For years, gemology students have been taught that Alexandrite was the rarest of all gemstones (whether or not this is the current teaching, it was taught for many years). Perhaps today, the better statement is that Alexandrite is the rarest of the birthstones. In any case Alexandrite is a very rare gem, for many of the same issues that Emerald has. Let us explain…
Alexandrite is a variety of the mineral Chrysoberyl. Chrysoberyl is beryllium aluminate. This by itself is very rare. As a practical test of this rarity I was given an open purchase order from a gem dealer customer of mine back in the 1980s. The basic assignment was this: “find me as many pieces of Chrysoberyl over 8 carats (cut) and I will buy all you can supply.” This order was for the so-called “common” Chrysoberyl which ranges from a gold to a honey to a greenish gold color. This seemed like an easy assignment since I was going on a trip to Brazil anyway… so off I went.
As it turned out I never spent so much time or traveled so many miles by car in Brazil for so few stones in the 30+ years I’ve been going to Brazil. All these years later it is a funny remembrance. Even “common” Chrysoberyl is hard to find and extremely rare.

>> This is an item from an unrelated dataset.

PR #2683, opened 2024-08-02
[MWPW-155566] [MEP] Allow relevant actions in MEP to use text and HTML instead of just fragments

denlight:
- Expanded the functionality of the several actions to allow text or HTML instead of just fragments: (replace, insertbefore, insertafter, prependToSection and appendToSection) It is intended to update innerText of the targeted element.(ex: update a column/row combination text to change the index of a selected tab)
- now that prependToSection and appendToSection can text and HTML, also lifted the restriction they be used on sections and are renamed append and prepend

As stated above, common Chrysoberyl is an aluminate of beryllium, and occurrences of aluminum and beryllium together are very rare to find. To make matters incredibly more difficult, the recipe for Alexandrite includes the addition of chromium. As we wrote about in last month’s blog on Emerald, chromium is comparatively scarce. Thus the conditions for chromium to coincide with the already difficult to find beryllium aluminate combination are almost impossible. And that is why Alexandrite is incredibly rare.
The Magic of Chromium
The addition of chromium to Chrysoberyl has a profound effect on the appearance of the gem. As we mentioned regarding Emerald, chromium creates the unique green color for which Emerald is noted. Chromium is also the coloring agent in the case of Ruby. You might be tempted to think of chromium as a “magic ingredient” for the coloring of gems. Well, hold on to your hat, as the saying goes… In the case of Alexandrite, chromium creates a color that ranges from green in daylight to either red or purple in artificial light (depending on what type of lightbulb it’s exposed to).
The issue is the color temperature of the light striking the Alexandrite gemstone. The bluish light generally found in daylight creates the green look in Alexandrite. A more yellowish light such as found in old fashioned light bulbs or candlelight generates the reddish to purplish phase in Alexandrite. And all of this magic is courtesy of chromium. What fun!!!
A Little History about Alexandrite
The name “Alexandrite” is due to the gem being named after Tsar Alexander II of Russia. The first deposit of Alexandrite was found in the Ural Mountains of Russia in the 1830s, reportedly in an area noted for Emerald mining. Given that Emerald was being mined, we already had beryllium and chromium in the neighborhood. With candlelight being the source of artificial light in those days, the color change was easily noticed—there were no neon, L.E.D. or fluorescent lights in those days to confuse the issue of color change.
A number of authors state that the colors Red and Green are the colors of the Imperial Russian Guard and that in turn this gave Alexandrite, which turns from Red to Green, its start towards being named after the young Emperor: Alexander II. In any case the Alexander II must have liked the association with the gem since he obviously made no attempt to curtail the use of the name. Freedom of speech and freedom of the press were not notable aspects of Imperial Russia.
Relatively recent finds of Alexandrite include Russia, Tanzania, India, Ceylon and Brazil. The most attractive Alexandrite gems, in my opinion, have been the stones from Nova Era, Brazil (pictured at right). Nova Era stones tend to have a more distinct color change and each of the color phases is more attractive than is displayed by gems from other locations. The Nova Era discovery took place nearby to Emerald mines mimicking the original discovery in Russia. I was lucky enough to be in Brazil in 1987 during the Nova Era discovery and it was so exciting it was almost beyond belief. This was the first time in anybody’s memory that large Alexandrite gems were available in good quantity and at comparatively reasonable prices. It was a fine and crazy time.
For many of the past 40 years the biggest, most ardent market for Alexandrite has been Japan, followed by Europe. However, during that same 40 year period gem collectors from the USA and many other parts of Asia have come under the spell of Alexandrite.